PR #3881, opened 2025-06-29
fix: fix login logo request to respect basepath

Squirreljetpack:
# Fixed
- Fixed: login page makes a malformed request to /assets/images/logo.png when basepath is set - fixed it to respect basepath


majora2007:
We unfortunately are on a release boundary and the code is frozen to prepare for the next stable. I can get this in for v0.8.8.

majora2007:
The implementation isn't correct. Use of / is correct currently. Are you sure you don't have your application setup incorrectly with base url?

PR #3895, opened 2025-07-05
No More Sort Prefixes

majora2007:
# Added
- Added: Added a new library setting to remove common sort prefixes (The, A, An) from Sort titles. Disabled by default (Closes #3037)


API.Tests/Helpers/BookSortTitlePrefixHelperTests.cs
```diff
@@ -0,0 +1,179 @@
...
+    public void TestNonSpaceSeparators(string inputString, string expected)
+    {
+        Assert.Equal(expected, BookSortTitlePrefixHelper.GetSortTitle(inputString));
+    }
+
+    [Theory]
+    [InlineData("三国演义", "三国演义")] // Chinese - no processing due to CJK detection
+    [InlineData("こんにちは世界", "こんにちは世界")] // Japanese Hiragana
+    [InlineData("カタカナ", "カタカナ")] // Japanese Katakana
+    [InlineData("한국어", "한국어")] // Korean - not in CJK range, would be processed normally
```
Fesaa, line 154: Are these processed normally actually testing anything? They just return the same, right?

API.Tests/Services/ScannerServiceTests.cs
```diff
@@ -972,4 +972,28 @@ public async Task ScanLibrary_MetadataDisabled_NoOverrides()
...
     }
+
+    [Fact]
+    public async Task ScanLibrary_SortName_NoPrefix()
+    {
+        const string testcase = "Series with Prefix - Book.json";
+
+        var library = await _scannerHelper.GenerateScannerData(testcase);
+
+        // Disable metadata
```
Fesaa: Wrong comment

API.Tests/Helpers/BookSortTitlePrefixHelperTests.cs
```diff
@@ -0,0 +1,179 @@
...
+    [InlineData("שלום עולם", "שלום עולם")] // Hebrew - not CJK, processed normally
+    public void TestNonLatinNonCjkScripts(string inputString, string expected)
+    {
+        Assert.Equal(expected, BookSortTitlePrefixHelper.GetSortTitle(inputString));
+    }
+
+    [Theory]
+    [InlineData("в мире", "мире")] // Russian "в" (in) - should be removed
+    [InlineData("на столе", "столе")] // Russian "на" (on) - should be removed
+    [InlineData("с друзьями", "друзьями")] // Russian "с" (with) - should be removed
```
Fesaa, line 173: There were checks for an => and, The => Then etc, does this not exist in Russian? If it does, worth adding in the tests

Fesaa: Just saw the implementation, I don't think it's that needed

API.Tests/Helpers/BookSortTitlePrefixHelperTests.cs
```diff
@@ -0,0 +1,179 @@
+﻿using API.Helpers;
+using Xunit;
+
+namespace API.Tests.Helpers;
+
+public class BookSortTitlePrefixHelperTests
+{
+     [Theory]
```
Fesaa: Extra space

Fesaa (approved):
Just nit picks really

API.Tests/Helpers/BookSortTitlePrefixHelperTests.cs
majora2007: Yeah I left these in just in case users asked for the functionality, since from research it doesn't seem like it happens in non-romanji languages.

▶ **PROBLEM REQUIREMENTS**: Word for word, write out each of the records above.

▶ **EXERCISE SOLUTION**:
PR #3881, opened 2025-06-29
fix: fix login logo request to respect basepath

Squirreljetpack:
# Fixed
- Fixed: login page makes a malformed request to /assets/images/logo.png when basepath is set - fixed it to respect basepath


majora2007:
We unfortunately are on a release boundary and the code is frozen to prepare for the next stable. I can get this in for v0.8.8.

majora2007:
The implementation isn't correct. Use of / is correct currently. Are you sure you don't have your application setup incorrectly with base url?

PR #3895, opened 2025-07-05
No More Sort Prefixes

majora2007:
# Added
- Added: Added a new library setting to remove common sort prefixes (The, A, An) from Sort titles. Disabled by default (Closes #3037)


API.Tests/Helpers/BookSortTitlePrefixHelperTests.cs
```diff
@@ -0,0 +1,179 @@
...
+    public void TestNonSpaceSeparators(string inputString, string expected)
+    {
+        Assert.Equal(expected, BookSortTitlePrefixHelper.GetSortTitle(inputString));
+    }
+
+    [Theory]
+    [InlineData("三国演义", "三国演义")] // Chinese - no processing due to CJK detection
+    [InlineData("こんにちは世界", "こんにちは世界")] // Japanese Hiragana
+    [InlineData("カタカナ", "カタカナ")] // Japanese Katakana
+    [InlineData("한국어", "한국어")] // Korean - not in CJK range, would be processed normally
```
Fesaa, line 154: Are these processed normally actually testing anything? They just return the same, right?

API.Tests/Services/ScannerServiceTests.cs
```diff
@@ -972,4 +972,28 @@ public async Task ScanLibrary_MetadataDisabled_NoOverrides()
...
     }
+
+    [Fact]
+    public async Task ScanLibrary_SortName_NoPrefix()
+    {
+        const string testcase = "Series with Prefix - Book.json";
+
+        var library = await _scannerHelper.GenerateScannerData(testcase);
+
+        // Disable metadata
```
Fesaa: Wrong comment

API.Tests/Helpers/BookSortTitlePrefixHelperTests.cs
```diff
@@ -0,0 +1,179 @@
...
+    [InlineData("שלום עולם", "שלום עולם")] // Hebrew - not CJK, processed normally
+    public void TestNonLatinNonCjkScripts(string inputString, string expected)
+    {
+        Assert.Equal(expected, BookSortTitlePrefixHelper.GetSortTitle(inputString));
+    }
+
+    [Theory]
+    [InlineData("в мире", "мире")] // Russian "в" (in) - should be removed
+    [InlineData("на столе", "столе")] // Russian "на" (on) - should be removed
+    [InlineData("с друзьями", "друзьями")] // Russian "с" (with) - should be removed
```
Fesaa, line 173: There were checks for an => and, The => Then etc, does this not exist in Russian? If it does, worth adding in the tests

Fesaa: Just saw the implementation, I don't think it's that needed

API.Tests/Helpers/BookSortTitlePrefixHelperTests.cs
```diff
@@ -0,0 +1,179 @@
+﻿using API.Helpers;
+using Xunit;
+
+namespace API.Tests.Helpers;
+
+public class BookSortTitlePrefixHelperTests
+{
+     [Theory]
```
Fesaa: Extra space

Fesaa (approved):
Just nit picks really

API.Tests/Helpers/BookSortTitlePrefixHelperTests.cs
majora2007: Yeah I left these in just in case users asked for the functionality, since from research it doesn't seem like it happens in non-romanji languages.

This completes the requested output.